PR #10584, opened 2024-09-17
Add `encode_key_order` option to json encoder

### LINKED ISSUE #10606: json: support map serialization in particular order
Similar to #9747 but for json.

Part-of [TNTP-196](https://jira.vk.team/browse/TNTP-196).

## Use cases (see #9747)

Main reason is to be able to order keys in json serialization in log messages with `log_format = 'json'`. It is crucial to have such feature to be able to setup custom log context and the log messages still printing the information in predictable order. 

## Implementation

----

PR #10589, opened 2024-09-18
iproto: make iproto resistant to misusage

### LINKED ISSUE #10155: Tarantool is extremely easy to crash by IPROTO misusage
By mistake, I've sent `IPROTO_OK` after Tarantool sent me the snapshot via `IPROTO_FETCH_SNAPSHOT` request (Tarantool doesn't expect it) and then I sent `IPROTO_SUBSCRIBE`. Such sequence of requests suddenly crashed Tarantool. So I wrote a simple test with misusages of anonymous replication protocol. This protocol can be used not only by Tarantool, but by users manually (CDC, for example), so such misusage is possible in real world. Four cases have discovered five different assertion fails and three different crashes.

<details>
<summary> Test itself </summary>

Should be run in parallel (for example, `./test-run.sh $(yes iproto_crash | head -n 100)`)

----

▶ ASSIGNMENT: From the listing above, return the lines starting at the one with "Main reason is" and ending at the one with "## Implementation", both kept, exactly as they appear and nothing more.

▶ WRITTEN ANSWER:
Main reason is to be able to order keys in json serialization in log messages with `log_format = 'json'`. It is crucial to have such feature to be able to setup custom log context and the log messages still printing the information in predictable order. 

## Implementation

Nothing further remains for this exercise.